AZ 20050331.Bender


Das Exim lag in keiner guten Gegend. Es blickte durch ein mit verschnörkelten Buchstaben beklebtes Schaufenster hinaus auf eine Straße, deren Asphaltdecke rissig war, so dass der Kopfsteinpflasterbelag der vorvergangenen Jahrhunderts sichtbar wurde. Damals war der Vorort Dorf gewesen und die Bewohner Arbeiter in den aufstrebenden Betrieben der nahen Stadt.
Jetzt war die Stadt über das Dörfchen mit seinen intakten Sozialstrukturen hinweggewuchert, der Ausländeranteil noch höher als die Arbeitslosenquote, die schon über dem Bundesdurchschnitt lag, und wer konnte zog fort, in die grundsanierte Altstadt (wenn er hipp war) oder in eines der sauberen, sterilen Neubauviertel (wenn es um Familien ging).
Zwischen den nikotintrüben Scheiben der beiden Kneipen, die den Laden einrahmten, wirkte die Dekoration aus bunten Saris, Specksteindosen, Silberschmuck und zierlichen Glasfläschchen wie eine Eruption orientalischer Pracht. Hier traten zum Klang einiger Messingglocken Menschen ein, die sich an Tand erfreuen konnten, während rechts und links in Schwaden aus Alkoholdunst, Tabakqualm und Selbstmitleid die Ewiggleichen mit denen, die immer da waren, Korn oder Bier tranken und ein Leben beklagten, in dem es keine Probleme mit Schnaps nur ohne gab.

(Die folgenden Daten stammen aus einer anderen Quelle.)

PR #1886, opened 2020-02-21
Increase test GRPC deadline (timeout)

typhoonzero:
1. Increase end2end test deadline for PAI jobs.
2. Do not reprepare dataset when running PAI maxcompute tests.

### DIFF
--- a/cmd/sqlflowserver/main_test.go
+++ b/cmd/sqlflowserver/main_test.go
@@ -99,7 +99,8 @@ func connectAndRunSQL(sql string) ([]string, [][]*any.Any, error) {
 	}
 	defer conn.Close()
 	cli := pb.NewSQLFlowClient(conn)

An den Händen des Jungen, der auf die Glastür zutrat, schimmerten silbern solche Ringe, wie sie auch dort in der Auslage zu sehen waren. Vielleicht waren die seinen ein wenig filigraner, wirken ein wenig mehr "handgemacht", aber groß war der Unterschied nicht.
An jedem Finger saß einer der Ringe, von dem, der am Mittelfinger der linken Hand saß gingen Kettchen ab, die zu einem Armband führten, das unter dem Ärmel einer schwarzen Jacke verborgen war.
Außer dem Silber an Fingern, Gelenken, Ohren und Kehle war alles, was er trug schwarz. Schuhe, schmalgeschnittene Hose, Jacke, sogar das Halstuch.
Die Haare waren an den Spitzen schwarz, sonst von einem warmen Rotbraun, das in der Kombination besonders auffiel. Die Frisur, die aus diesem Haar gebildet wurde, hätten die meisten Mütter nicht als solche bezeichnet. Wirr und ein wenig stachelig standen die spannenlangen Strähnen vom Scheitel ab, die Schläfen und der Hinterkopf waren ausrasiert, und vom Hinterkopf hing ein langer Zopf auf den Rücken.
Niemanden würde es wundern zu sehen, dass in dem blassen Gesicht die Augen dunkel umrandet waren. Am Kajal war nicht gespart worden. So wirkten der Blick, der die eigenen Gestalt für einen Moment in der spiegelnden Tür musterte, melancholisch.
Der nächste Blick, der hoch zu den klingelnden Glöckchen ging, wirkte jedoch hell und wach, die blaugrauen Augen nahmen wahr, dass das Messing fein ziseliert war, dass kurze Stäbe von der sich öffnenden Tür bewegt worden waren, und das Geräusch hervorgerufen hatten.
Die Nasenflügel der schmalen Nase, die an der Spitze eine Winzigkeit nach oben zeigte, blähten sich kurz, als er den Geruch wahrnahm, der ihm entgegenschlug. Patschuli, Amber, Moschus, Jasmin ... Alles mischte sich, süß und schwer zugleich.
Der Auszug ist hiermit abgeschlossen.